# Can't play Underground 2 in Full screen in Windows 7



## Sharaf

i have lap top Dell XPS Studio with windows 7 OS
i cant play Underground 2 in Full screen .. i dont mean that is windowed .. but i mean there is 2 black bars in either sides . the games doesnot stretch to be in the whole screen

please any one help me in this issue
thank you


----------



## Redeye3323

Hey mate, Welcome to TSF,

What resolution is your screen?

Also, what resolution is it set as?

I think it could be a resolution mismatch and the in-game resolution's aspect ratio be different to the screens.

Cheers,
-Redeye


----------



## Sharaf

My laptop resolution is 1920x1080 and i tried every resolution in the game . and it still doesnt fit


----------



## Redeye3323

What resolutions can you set it to?

Also, does it have an "Aspect Ratio" setting?


----------



## Sharaf

max resolution is 1280x1080
no there is no aspect ration in the game


----------



## Redeye3323

Hey mate,

Done some research and found this for you

http://widescreengamingforum.com/software/universal-widescreen-uniws-patcher

It is a Universal Widescreen Patcher which will patch Underground 2 to your resolution.

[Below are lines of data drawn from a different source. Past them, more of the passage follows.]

PR #832, opened 2019-03-27
MSPSDS-1103: Footer bugfixes and design updates

kicferk1:
Fix the links so that invisible text is visible to screen readers, remove OGL logo and mentions, order links alphabetically. 

## Checklist:

### Accessibility testing
- [x] Works keyboard only

### DIFF
--- a/psd-web/app/assets/application/stylesheets/footer.scss
+++ b/psd-web/app/assets/application/stylesheets/footer.scss
@@ -1,0 +1,3 @@
+.govuk-footer__meta-item > :last-child {
+  margin-bottom: 0;
+}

It has Underground 2 on it's list of games it works for so you should be ok.

Cheers,
-Redeye


----------



## Sharaf

i tried that program but it didnt work as well .. i dont know what is the problem with laptops with windows 7


----------



## koala

Possible solution here: Solved: games not running in FULL screen


> Problem description:
> 
> Games not using the full width of the laptop display.
> Instead getting wide black bars one either side of the main games window.
> Same games run fine on other widescreen systems.
> Changing internal game settings and adjusting screen settings through Nvidia Control Panel did not fix problem.
> Latest DELL Drivers up to date and appear properly installed and configured.
> 
> What I did to remedy this issue:
> 
> Some have resolved this issue in similar configurations by accessing changing image scaling options.
> Usually these are accessed through the Nvidia Control Panel.
> However "Adjust desktop size and position OPTION was missing from my nvidia control panel"
> The reason is that the inbuilt i7 Intel GPU appears to maintain overall control of the screen scale.
> So the only access is through the Intel graphics and media control panel.
> 
> Some have suggested trying to disable the inbuilt Intel GPU in favour of using the Nvidia (or ATI) Control Panel to do all the settings.
> However as has already been established in other posts, you cannot disable the inbuilt Intel graphics, nor is this desirable or practical.
> 
> Therefore both the Intel GPU and in my case the geforce 525M are used by the systems various games and applications and this determination is made by the system at time of execution.
> Incidentally you can override and manually specify for each program which of these GPU's are used (Under manage 3d settings in Nvidia Control Panel).
> But this in itself wont resolve the reduced screen issue.
> 
> I finally resolved the scaling by changing the resolution in the Intel GPU settings.
> (Intel Graphics and Media Control Panel).
> Right Click on desktop -> Graphics Properties -> Select Advanced Mode
> then change resolution from 1366 * 768 (native) TO 1360 * 768.
> Ignore warnings about non-native mode
> (you can hide the notification from Windows 7 taskbar through taskbar properties).
> Apply the non native setting.
> Now your games should run fine in full screen.
> It worked in my case.


----------



## Sharaf

my resolution is diff 
my res is 1920x1080 and i cant change the resolution by the way written
coz when i open the adv setting then i press list all modes button i find list of modes but idk what to choose
please tell me in specific details 
thank you


----------



## RockmasteR

this is a feature in Windows 7 to not stretch games that are lower than the screen resolution 

you can disable this in your video card's control panel

just scaling mode as "Full Screen" instead of "Aspect Ratio"


----------



## Sharaf

would u give me the specific steps to find the aspect ratio thing?


----------



## tintin64

From SOFTRICKS: October 2012


> This Trick will work for all games that won't run in widescreen mode. It forces Your Graphics Software to scale in full screen.
> 
> Press windows + R on the keyboard or go to “Start Menu -> Accessories -> Run” to open “Run”.
> 
> Type “regedit”. Registry Editor will open. *Always backup/export your registry before making any changes.*
> 
> Go to “HKEY_LOCAL_MACHINE -> SYSTEM -> ControlSet001 -> Control ->GraphicsDrivers -> Configuration -> LGD02100_00_07D9…… -> 00 -> 00”
> 
> Note: The above directory named _“LGD02100_00_07D9……”_ can have different name on your system according to ur video drivers. The configuration directory can contain more than one sub directories then do set scaling value for all of them.
> 
> On the right side area you will see a key named “Scaling”. Double click on it and change the “Value Data” field to 3. Base will be “Hexadecimal”.
> 
> The “Value data” key means different for different values:
> 
> 2 > Center Image
> 3 > Scale Full Screen
> 4 > Maintain Aspect Ratio
> 
> Click OK and close Registry Editor. Your problem should be solved. If still not solved try different value (2 or 4 not any other numbers). But most probably it will be 3 as it worked for me.


----------